*** Opening Data listing ***

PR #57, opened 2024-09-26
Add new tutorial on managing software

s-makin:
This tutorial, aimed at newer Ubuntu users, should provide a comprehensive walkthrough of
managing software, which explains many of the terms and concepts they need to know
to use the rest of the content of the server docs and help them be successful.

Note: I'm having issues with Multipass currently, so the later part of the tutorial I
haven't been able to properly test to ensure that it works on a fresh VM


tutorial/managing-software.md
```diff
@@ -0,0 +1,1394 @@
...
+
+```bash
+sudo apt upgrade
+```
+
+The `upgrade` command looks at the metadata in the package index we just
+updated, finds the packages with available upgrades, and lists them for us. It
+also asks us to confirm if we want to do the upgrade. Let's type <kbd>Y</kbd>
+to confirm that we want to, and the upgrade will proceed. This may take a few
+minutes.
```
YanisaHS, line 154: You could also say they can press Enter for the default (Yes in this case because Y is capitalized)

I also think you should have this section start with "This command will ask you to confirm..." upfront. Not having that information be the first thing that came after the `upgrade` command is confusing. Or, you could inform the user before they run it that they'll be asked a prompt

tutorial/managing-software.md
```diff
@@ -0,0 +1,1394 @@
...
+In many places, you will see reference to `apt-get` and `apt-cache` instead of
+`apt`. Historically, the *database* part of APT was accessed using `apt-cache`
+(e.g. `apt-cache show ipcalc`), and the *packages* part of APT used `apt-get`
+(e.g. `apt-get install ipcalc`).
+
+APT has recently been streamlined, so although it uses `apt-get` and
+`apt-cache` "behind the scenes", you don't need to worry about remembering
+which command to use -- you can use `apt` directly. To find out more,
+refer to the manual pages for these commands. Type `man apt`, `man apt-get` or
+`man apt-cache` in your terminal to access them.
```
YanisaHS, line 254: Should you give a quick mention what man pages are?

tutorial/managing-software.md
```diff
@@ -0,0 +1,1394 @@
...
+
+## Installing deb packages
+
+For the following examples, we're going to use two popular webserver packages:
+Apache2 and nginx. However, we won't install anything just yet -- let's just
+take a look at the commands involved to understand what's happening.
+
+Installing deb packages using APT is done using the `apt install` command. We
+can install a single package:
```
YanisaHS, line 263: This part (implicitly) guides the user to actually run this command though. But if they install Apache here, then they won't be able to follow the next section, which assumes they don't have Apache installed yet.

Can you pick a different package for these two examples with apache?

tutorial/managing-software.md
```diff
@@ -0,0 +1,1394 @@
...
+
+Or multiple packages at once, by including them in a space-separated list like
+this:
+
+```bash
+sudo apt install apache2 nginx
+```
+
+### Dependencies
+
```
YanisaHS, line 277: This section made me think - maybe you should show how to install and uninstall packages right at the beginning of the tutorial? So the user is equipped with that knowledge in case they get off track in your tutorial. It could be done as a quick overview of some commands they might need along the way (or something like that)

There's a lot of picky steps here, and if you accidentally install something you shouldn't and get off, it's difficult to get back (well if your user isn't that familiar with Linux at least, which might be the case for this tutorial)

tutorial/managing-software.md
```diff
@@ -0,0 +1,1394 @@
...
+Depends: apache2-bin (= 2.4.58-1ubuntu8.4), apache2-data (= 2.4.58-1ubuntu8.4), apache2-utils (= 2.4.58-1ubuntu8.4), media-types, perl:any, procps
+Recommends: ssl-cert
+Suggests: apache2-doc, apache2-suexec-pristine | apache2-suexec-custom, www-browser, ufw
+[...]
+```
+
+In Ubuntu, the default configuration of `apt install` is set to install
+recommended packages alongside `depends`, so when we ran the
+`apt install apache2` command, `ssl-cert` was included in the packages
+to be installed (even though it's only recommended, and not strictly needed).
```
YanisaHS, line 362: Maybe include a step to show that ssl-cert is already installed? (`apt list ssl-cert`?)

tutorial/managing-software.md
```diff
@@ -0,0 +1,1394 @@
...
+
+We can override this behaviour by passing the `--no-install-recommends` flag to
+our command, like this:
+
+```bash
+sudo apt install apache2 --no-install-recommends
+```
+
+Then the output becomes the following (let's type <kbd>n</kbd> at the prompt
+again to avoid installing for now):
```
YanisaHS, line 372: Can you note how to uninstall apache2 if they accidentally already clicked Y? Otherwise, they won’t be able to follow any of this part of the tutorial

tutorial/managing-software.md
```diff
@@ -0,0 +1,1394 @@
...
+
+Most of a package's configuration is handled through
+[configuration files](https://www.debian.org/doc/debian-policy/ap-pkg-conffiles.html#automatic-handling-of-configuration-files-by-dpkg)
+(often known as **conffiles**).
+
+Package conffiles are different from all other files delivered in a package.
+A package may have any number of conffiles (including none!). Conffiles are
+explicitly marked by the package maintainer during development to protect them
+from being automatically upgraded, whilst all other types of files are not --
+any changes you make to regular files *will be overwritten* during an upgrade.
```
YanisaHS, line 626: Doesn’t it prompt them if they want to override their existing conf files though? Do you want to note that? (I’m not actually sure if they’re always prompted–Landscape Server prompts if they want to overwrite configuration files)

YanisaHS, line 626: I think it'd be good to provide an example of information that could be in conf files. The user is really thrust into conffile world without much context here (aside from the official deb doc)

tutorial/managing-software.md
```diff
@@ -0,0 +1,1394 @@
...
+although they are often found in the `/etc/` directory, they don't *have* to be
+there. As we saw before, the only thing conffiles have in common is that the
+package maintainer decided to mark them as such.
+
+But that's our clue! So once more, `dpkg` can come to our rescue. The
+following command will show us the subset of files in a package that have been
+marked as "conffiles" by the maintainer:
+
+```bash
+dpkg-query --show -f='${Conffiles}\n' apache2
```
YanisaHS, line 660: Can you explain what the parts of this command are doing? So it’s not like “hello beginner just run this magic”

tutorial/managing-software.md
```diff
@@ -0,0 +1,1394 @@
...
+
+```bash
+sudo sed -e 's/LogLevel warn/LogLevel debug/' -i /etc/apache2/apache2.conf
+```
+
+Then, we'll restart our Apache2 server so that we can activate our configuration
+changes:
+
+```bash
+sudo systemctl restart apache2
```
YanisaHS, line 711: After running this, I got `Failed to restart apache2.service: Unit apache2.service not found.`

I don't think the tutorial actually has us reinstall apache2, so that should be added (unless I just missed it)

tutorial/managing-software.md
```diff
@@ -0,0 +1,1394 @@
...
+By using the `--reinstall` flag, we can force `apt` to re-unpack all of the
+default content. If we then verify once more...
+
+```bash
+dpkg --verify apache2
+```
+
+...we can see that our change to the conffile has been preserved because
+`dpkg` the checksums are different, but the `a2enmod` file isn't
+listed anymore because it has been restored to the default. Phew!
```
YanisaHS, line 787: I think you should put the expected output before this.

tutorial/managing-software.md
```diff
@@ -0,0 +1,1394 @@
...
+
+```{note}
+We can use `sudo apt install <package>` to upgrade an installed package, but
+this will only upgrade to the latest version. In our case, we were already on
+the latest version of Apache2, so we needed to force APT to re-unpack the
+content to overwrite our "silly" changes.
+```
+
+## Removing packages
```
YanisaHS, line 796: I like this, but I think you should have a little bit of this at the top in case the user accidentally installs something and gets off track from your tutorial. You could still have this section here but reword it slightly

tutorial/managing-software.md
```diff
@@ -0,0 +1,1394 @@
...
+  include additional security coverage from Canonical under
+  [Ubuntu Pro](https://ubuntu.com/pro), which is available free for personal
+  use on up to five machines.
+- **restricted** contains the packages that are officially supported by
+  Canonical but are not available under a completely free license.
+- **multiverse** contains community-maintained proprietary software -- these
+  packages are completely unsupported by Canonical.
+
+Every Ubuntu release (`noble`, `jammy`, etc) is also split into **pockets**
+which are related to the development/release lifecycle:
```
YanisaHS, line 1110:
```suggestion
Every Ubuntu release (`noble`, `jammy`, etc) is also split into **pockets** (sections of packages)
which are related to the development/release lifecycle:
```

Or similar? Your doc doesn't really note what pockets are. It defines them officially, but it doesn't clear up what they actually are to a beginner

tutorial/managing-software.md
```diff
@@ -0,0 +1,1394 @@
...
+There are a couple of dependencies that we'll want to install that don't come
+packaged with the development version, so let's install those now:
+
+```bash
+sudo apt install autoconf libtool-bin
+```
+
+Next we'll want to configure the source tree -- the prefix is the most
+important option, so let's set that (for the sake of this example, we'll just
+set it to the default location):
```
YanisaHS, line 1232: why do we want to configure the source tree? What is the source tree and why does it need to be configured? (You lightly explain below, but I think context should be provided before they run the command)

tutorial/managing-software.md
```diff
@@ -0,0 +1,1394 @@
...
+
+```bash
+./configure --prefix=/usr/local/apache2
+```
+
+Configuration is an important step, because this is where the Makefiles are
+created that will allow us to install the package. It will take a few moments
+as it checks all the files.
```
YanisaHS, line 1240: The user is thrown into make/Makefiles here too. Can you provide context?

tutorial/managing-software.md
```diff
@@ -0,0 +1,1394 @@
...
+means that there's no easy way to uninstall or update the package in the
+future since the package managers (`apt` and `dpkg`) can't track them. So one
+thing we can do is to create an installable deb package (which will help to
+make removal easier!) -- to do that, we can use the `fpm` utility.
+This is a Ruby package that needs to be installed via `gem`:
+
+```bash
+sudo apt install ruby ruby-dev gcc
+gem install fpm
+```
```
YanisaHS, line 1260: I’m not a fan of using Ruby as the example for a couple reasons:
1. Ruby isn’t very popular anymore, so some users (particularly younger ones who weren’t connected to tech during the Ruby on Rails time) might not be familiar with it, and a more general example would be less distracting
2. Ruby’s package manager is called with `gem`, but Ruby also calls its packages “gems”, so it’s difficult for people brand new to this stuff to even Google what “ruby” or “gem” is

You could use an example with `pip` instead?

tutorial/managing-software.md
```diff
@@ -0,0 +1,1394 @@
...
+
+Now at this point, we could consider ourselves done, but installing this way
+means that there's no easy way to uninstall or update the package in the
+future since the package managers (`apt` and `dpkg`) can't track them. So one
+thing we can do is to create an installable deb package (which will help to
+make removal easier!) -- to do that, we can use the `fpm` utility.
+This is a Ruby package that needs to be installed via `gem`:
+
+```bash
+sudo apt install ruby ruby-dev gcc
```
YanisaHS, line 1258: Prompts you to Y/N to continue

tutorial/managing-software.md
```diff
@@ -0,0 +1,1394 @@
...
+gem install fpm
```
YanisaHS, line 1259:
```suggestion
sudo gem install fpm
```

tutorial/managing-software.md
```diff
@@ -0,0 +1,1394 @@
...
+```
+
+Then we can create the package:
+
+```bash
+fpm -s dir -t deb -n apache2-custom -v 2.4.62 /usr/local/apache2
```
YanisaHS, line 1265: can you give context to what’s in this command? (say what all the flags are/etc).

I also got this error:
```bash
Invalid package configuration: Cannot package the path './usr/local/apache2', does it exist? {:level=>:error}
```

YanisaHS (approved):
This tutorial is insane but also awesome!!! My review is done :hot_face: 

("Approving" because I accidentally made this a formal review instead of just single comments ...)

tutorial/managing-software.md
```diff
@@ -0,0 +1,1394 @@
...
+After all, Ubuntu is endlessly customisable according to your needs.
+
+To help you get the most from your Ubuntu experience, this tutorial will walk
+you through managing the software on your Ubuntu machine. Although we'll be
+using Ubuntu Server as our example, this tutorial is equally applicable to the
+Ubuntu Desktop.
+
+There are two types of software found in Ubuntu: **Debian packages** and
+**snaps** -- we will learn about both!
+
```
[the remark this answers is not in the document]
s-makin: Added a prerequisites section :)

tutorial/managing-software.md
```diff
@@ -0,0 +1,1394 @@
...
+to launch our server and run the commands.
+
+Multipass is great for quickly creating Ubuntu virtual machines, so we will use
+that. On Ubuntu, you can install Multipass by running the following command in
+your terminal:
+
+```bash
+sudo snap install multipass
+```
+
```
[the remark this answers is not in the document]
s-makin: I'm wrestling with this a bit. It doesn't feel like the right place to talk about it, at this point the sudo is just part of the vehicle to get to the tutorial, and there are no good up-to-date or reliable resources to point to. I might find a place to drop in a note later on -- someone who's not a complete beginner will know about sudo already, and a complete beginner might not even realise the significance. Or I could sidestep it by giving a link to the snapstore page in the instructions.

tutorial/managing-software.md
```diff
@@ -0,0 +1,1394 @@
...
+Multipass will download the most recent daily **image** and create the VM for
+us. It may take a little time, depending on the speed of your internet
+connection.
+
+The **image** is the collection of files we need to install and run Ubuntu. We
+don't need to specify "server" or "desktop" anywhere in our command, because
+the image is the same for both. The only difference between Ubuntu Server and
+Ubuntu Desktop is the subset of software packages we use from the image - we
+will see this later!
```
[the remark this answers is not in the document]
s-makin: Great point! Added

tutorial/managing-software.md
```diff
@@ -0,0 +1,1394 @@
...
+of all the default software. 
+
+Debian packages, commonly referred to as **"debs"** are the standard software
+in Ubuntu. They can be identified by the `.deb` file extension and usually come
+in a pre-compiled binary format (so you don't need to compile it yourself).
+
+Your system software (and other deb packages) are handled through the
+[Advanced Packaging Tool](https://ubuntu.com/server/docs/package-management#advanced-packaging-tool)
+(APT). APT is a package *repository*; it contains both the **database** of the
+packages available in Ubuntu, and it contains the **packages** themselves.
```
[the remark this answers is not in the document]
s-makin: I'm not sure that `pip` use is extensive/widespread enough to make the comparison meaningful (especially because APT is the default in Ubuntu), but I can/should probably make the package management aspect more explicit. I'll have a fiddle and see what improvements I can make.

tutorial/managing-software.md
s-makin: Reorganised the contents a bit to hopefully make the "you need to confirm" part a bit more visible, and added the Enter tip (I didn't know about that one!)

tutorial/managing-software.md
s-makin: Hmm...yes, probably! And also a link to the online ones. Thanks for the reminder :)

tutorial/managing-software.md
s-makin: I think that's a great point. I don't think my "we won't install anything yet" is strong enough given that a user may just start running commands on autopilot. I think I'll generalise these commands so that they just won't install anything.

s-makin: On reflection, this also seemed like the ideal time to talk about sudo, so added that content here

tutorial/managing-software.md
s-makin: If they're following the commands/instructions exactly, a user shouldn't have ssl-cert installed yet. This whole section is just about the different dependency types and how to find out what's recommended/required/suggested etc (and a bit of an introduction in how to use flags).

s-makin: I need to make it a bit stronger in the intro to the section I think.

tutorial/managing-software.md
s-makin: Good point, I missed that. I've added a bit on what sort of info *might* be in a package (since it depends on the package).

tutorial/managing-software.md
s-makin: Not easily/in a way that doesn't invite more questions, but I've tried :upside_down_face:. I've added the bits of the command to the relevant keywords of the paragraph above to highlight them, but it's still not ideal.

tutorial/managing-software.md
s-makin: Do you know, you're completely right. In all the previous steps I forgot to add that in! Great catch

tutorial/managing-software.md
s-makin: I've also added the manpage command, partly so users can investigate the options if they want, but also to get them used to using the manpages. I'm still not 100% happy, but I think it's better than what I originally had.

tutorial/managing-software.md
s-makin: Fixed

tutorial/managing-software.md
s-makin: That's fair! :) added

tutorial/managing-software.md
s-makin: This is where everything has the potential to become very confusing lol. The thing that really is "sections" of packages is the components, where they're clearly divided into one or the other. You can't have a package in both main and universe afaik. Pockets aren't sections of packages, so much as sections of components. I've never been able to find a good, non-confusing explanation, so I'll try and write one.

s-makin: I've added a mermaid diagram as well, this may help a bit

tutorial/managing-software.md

*** Closing Data listing ***

▸ Task goal: Please go through the data and copy each line containing the word "before".

▸ Reply to the exercise:
I also think you should have this section start with "This command will ask you to confirm..." upfront. Not having that information be the first thing that came after the `upgrade` command is confusing. Or, you could inform the user before they run it that they'll be asked a prompt
+there. As we saw before, the only thing conffiles have in common is that the
YanisaHS, line 787: I think you should put the expected output before this.
YanisaHS, line 1232: why do we want to configure the source tree? What is the source tree and why does it need to be configured? (You lightly explain below, but I think context should be provided before they run the command)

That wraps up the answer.